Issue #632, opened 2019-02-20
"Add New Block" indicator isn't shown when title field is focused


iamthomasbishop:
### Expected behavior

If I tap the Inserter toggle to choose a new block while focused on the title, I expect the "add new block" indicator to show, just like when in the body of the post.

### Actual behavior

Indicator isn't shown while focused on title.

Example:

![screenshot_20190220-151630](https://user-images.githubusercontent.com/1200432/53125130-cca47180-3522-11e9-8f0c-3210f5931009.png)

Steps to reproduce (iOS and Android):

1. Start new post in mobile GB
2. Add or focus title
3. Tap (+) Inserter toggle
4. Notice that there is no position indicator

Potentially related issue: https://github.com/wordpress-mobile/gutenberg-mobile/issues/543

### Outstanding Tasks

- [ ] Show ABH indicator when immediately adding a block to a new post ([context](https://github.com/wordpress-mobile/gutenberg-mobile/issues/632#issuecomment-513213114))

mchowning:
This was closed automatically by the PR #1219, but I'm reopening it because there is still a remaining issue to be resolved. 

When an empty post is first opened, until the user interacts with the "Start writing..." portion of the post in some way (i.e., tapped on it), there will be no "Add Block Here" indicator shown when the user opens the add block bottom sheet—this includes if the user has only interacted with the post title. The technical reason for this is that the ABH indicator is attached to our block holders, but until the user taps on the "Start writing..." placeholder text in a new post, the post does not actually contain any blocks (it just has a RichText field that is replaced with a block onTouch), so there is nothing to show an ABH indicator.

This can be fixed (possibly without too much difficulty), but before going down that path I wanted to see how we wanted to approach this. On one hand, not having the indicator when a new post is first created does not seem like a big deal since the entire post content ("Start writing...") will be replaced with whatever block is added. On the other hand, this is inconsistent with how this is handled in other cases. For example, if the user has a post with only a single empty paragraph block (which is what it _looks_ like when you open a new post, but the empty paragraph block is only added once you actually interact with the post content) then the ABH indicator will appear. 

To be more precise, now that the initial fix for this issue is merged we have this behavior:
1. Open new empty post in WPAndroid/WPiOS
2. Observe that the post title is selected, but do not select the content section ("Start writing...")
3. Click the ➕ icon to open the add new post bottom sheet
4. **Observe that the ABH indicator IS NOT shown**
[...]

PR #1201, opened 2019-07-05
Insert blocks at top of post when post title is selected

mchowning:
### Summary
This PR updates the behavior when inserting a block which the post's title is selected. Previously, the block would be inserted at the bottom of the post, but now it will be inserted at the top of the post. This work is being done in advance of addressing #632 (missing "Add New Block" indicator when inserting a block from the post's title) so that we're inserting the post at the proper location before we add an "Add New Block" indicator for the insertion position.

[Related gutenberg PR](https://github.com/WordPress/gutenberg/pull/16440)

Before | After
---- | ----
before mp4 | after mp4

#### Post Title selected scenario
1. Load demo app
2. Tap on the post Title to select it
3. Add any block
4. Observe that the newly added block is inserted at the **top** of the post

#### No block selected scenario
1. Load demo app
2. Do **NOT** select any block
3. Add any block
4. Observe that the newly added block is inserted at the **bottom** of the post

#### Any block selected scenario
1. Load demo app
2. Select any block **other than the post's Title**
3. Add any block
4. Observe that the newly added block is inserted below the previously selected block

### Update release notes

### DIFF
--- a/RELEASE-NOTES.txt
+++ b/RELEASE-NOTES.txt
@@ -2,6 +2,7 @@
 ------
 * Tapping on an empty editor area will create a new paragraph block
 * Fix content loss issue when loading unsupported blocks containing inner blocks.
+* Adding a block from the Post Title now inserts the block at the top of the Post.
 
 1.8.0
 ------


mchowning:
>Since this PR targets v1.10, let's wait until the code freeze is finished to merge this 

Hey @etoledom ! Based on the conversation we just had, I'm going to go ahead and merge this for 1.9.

····················

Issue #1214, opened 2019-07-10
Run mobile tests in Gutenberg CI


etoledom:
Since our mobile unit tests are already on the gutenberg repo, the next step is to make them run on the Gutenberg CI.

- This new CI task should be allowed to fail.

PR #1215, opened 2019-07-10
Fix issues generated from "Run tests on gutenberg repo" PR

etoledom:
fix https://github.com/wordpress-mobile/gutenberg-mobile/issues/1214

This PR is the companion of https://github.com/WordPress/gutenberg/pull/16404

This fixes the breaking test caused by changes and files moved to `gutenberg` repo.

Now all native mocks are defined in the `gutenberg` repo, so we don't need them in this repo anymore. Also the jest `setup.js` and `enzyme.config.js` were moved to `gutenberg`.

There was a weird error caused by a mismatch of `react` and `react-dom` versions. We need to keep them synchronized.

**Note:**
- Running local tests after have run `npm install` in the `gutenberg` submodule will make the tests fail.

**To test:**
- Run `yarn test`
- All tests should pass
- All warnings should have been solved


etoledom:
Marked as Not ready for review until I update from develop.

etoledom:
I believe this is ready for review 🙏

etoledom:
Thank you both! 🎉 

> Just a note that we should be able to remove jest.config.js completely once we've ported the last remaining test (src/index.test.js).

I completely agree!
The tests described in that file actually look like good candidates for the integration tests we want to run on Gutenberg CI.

····················

*Work order*.
Within the listing above, copy each line that has the string "pull".

*Problem solution*.
[Related gutenberg PR](https://github.com/WordPress/gutenberg/pull/16440)
This PR is the companion of https://github.com/WordPress/gutenberg/pull/16404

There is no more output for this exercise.